No arrests after anti-Israel protesters clash with police and disrupt Montreal Pride parade 

By Clayton DeMaine

Police have reported no arrests after a Pride parade in Montreal was disrupted by anti-Israel protesters and a face-off with police.

Fierté Montréal, or Montreal Pride’s march, was disrupted by several anti-Israel LGBT+ activist groups on Sunday, which claimed that Montreal Pride is funding genocide with its apparent support of “Zionist and Israeli companies.” 

Police told True North that no arrests or injuries were reported despite the clash.

The protest began at Metcalfe St. and René-Lévesque Blvd. at 1 p.m. and ended on time at 4:50 p.m., though protesters disrupted the flow of the march, first intercepting the parade at René-Lévesque and Jeanne-Mance St.

A police representative said the group sometimes partially blocked the parade, forcing Pride marchers to move around them. At various locations throughout the event, the protesters completely blocked the parade.

“At one point, the longest time protesters blocked the parade completely was 30 minutes. The organizers and the SPVM officers took a bypass, taking the other side of the street to let the march continue,” police said. 

A left-wing activist group Clash MTL claimed responsibility for hijacking a street sign to call to “globalize the intifada” and “escalate” last month and posted a video tagging various anti-Israel groups, who banded together and clashed with police at the event.

“Today, Montreal Pride organizers sent SPVM riot police to attack Palestine protesters who disrupted the Pride parade. It won’t soon be forgotten,” the group posted. “Bravo to F.A.G.S. #prideisariot.”

The Faction Anti-Genocidaire et Solidaire, better known as F.A.G.S, a group that describes itself as “Queers of conscience denouncing Fierté Montreal’s pinkwashing,” was a primary organizer of the protest against the Pride parade.

The group called for support earlier in the day due to police presence at the parade. 

“Support needed at René Levesque and Jeanne Mance! F.A.G.S. is marching against Fierté Montreal’s investments in so-called Israel!” the group said before informing participants to dress in “flamboyant / normie queer bloc or drag bloc” to conceal identities and to blend in with the parade.

A look at the F.A.G.S. Instagram page shows the group uses an upside-down triangle in place of the letter A in its name. The inverted triangle has become a pro-Hamas symbol as an inverted red triangle is used in Hamas propaganda videos to indicate the next target of the terrorist group’s gunfire.

An inverted pink triangle was also used to indicate gay prisoners in concentration camps run by the National Socialist Party of Germany during WW2.

Another group tagged in connection with the protest was Pink Bloc MTL, which describes itself as an organization of queer and anticapitalist revolutionaries.

F.A.G.S. also coordinated a “Rad, (radical) Pride” event with Pink Bloc MTL Saturday night.

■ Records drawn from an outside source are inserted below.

PR #1140, opened 2024-04-28
chore: Delete core-sample-app/apk directory

MahmoudMabrok:
version control shouldnot have binary files, apk can be added as release or make pipeline generate it


PierfrancescoSoffritti:
Thanks for the suggestion, but it's easier to have it in version control. It allows to share links easily.

PR #1167, opened 2024-09-05
Pass videoId during initialization

talklittle:
Redo of #1166. This is an optional optimization to allow the API to load the video assets as early as possible during initialization.

Cases I tested (all working as expected):

1. Initialize with videoId, and cueVideo on ready
2. Initialize with videoId, without cueVideo
3. Initialize with null videoId, and cueVideo on ready
4. Initialize with null videoId, without cueVideo
5. Initialize with a *different* videoId, and cueVideo on ready
6. Pass the videoId from XML, without cueVideo nor `initialize()`

Case 1: Works as expected  
Case 2: Appears identical to case 1  
Case 3: Works as expected; noticed a very quick black background flicker before the correct cover image appeared  
Case 4: [As expected](https://github.com/PierfrancescoSoffritti/android-youtube-player/pull/1166#issuecomment-2330832481), shows a black screen with YouTube play button, and error message when pressing the play button (error code `INVALID_PARAMETER_IN_REQUEST`)  
Case 5: The cued video is loaded correctly. The different video used in initialization may have quickly flickered on the screen, similar to Case 3.  
Case 6: Works as expected; appears identical to cases 1 and 2

PR #1169, opened 2024-09-06
Pass videoId during initialization

talklittle:
Copy of #1167 but targeting `dev` branch.

This is an optional optimization to allow the API to load the video assets as soon as possible after initialization.


PierfrancescoSoffritti:
Thanks, sorry for making you send it twice :)

PR #543, opened 2021-06-23
Fix check_circuit_satisfied

### LINKED ISSUE #541: Missing qfixed and qvar in check_circuit_satisfied
### What's wrong

The variable k in the check_circuit_satisfied should check if constraints related to q_fixed_group_add and q_variable_group_add selectors are satisfied, but the check is unimplemented now.

### How can we fix it

Add qfixed and qvar checks to the variable k

ChihChengLiang:
### What's wrong

Fix #541

### How we are fixing this

- [x] create a test to make sure it fails when one of the `qfixed` and `qvar` are switched one
- [ ] fix qfixed
- [ ] fix qvar

### DIFF
--- a/src/constraint_system/composer.rs
+++ b/src/constraint_system/composer.rs
@@ -563,9 +563,12 @@ impl StandardComposer {
             - q_variable_group_add -> {:?}\n
             # Witness polynomials:\n
             - w_l -> {:?}\n
+            - w_l_next -> {:?}\n
             - w_r -> {:?}\n
+            - w_r_next -> {:?}\n
             - w_o -> {:?}\n
-            - w_4 -> {:?}\n",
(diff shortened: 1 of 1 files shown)


src/constraint_system/composer.rs
```diff
@@ -492,7 +492,7 @@ impl StandardComposer {
     /// The function by itself will print each circuit gate info until one of
     /// the gates does not satisfy the equation or there are no more gates. If
     /// the cause is an unsatisfied gate equation, the function will panic.
-    #[cfg(feature = "trace")]
+    // #[cfg(feature = "trace")]
```
ChihChengLiang, line 495: disable the trace for the test to work for now

moCello:
Closing as not applicable anymore

PR #546, opened 2021-07-06
Fix query poly

lopeetall:
The previous system used two slightly different versions of the query polynomial (`f` in the plookup paper) at different places in the proving system to solve a discrepancy found in the original paper. These were called `f_short` and `f_long`. However there was nothing to enforce that these polynomials were actually related.

Since `f_short` is essentially a one-element shift of `f_long`, except for one difference in the first element, the previous checks that enforce relationships could be easily modified. The modified checks now use `f` and `f_next` in place of `f_long` and `f_short` respectively. Then the `f` poly was added to the shifted aggregate witness so that `f` is checked against `f_next` in the same way other shifted polynomials are checked.

### DIFF
--- a/src/proof_system/linearisation_poly.rs
+++ b/src/proof_system/linearisation_poly.rs
@@ -69,10 +69,10 @@ pub struct ProofEvaluations {
     pub h_2_next_eval: BlsScalar,
 
     /// Evaluations of the query polynomial at `z`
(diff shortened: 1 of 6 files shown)


lopeetall:
This is obviated by https://github.com/dusk-network/plonk/pull/547 and is no longer needed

The event, which was billed as anti-capitalist, anti-Zionist, anti-patriarchy and anti-police, ended in vandalized businesses and clashes with police.

Clash MTL framed the damage as the fault of police for “creating a volatile situation” when they attempted to disperse the protest.

“The demonstration ping-ponged from one end of the Village to the other, throwing fires fireworks and breaking windows on Sainte-Catherine, entering and leaving at certain moments the dense crowd of the festival to escape the police,” Clash MTL posted to Instagram. “There is no pride in genocide. Our pride is an intifada!”

One woman on a post from the Pride event, which was cancelled, claimed that she was working in one business that was targeted in the Rad Pride event, which left her “traumatized for (her) life.”

“Don’t tell me it’s a f#@%ng peaceful protest if y’all breaking things…I’m just trying to survive like y’all in this f#%^ng economy. Breaking things will never make a change. Now I’m scared to go to work just in case y’all tryna break more,” Noemy Tremblay said on Instagram.

The groups involved in organizing the protest and Fierté Montréal did not respond to True North’s request for comment.